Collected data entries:
==*==

PR #978, opened 2024-01-30
Parsing of nested CA structures

VorobiovM:
Extend `def _read_channels` to read nested CN blocks from within CA composition.

### DIFF
--- a/src/asammdf/blocks/mdf_v4.py
+++ b/src/asammdf/blocks/mdf_v4.py
@@ -17,6 +17,7 @@ from math import ceil, floor
 import mmap
 import os
 from pathlib import Path
+import re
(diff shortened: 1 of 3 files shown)


danielhrisca:
This is a step forward compared to the current code. Do you think you can get to have actual field values for the referenced structs? right now the code just returns the bytes

VorobiovM:
Sorry for not communicating quicker, I've found a bug with sources and a bug with entries for nested channels.
Still I am not sure about what you mean, when selecting signals I have correct data type returning

mesa-git:
Hey guys,

any chance we can speed up this PR a bit? :) the changes are really important.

==*==

#### [Problem requirements]
Your job is to reproduce the data in full, with every line intact.

#### [Answer to this problem]
PR #978, opened 2024-01-30
Parsing of nested CA structures

VorobiovM:
Extend `def _read_channels` to read nested CN blocks from within CA composition.

### DIFF
--- a/src/asammdf/blocks/mdf_v4.py
+++ b/src/asammdf/blocks/mdf_v4.py
@@ -17,6 +17,7 @@ from math import ceil, floor
 import mmap
 import os
 from pathlib import Path
+import re
(diff shortened: 1 of 3 files shown)


danielhrisca:
This is a step forward compared to the current code. Do you think you can get to have actual field values for the referenced structs? right now the code just returns the bytes

VorobiovM:
Sorry for not communicating quicker, I've found a bug with sources and a bug with entries for nested channels.
Still I am not sure about what you mean, when selecting signals I have correct data type returning

mesa-git:
Hey guys,

any chance we can speed up this PR a bit? :) the changes are really important.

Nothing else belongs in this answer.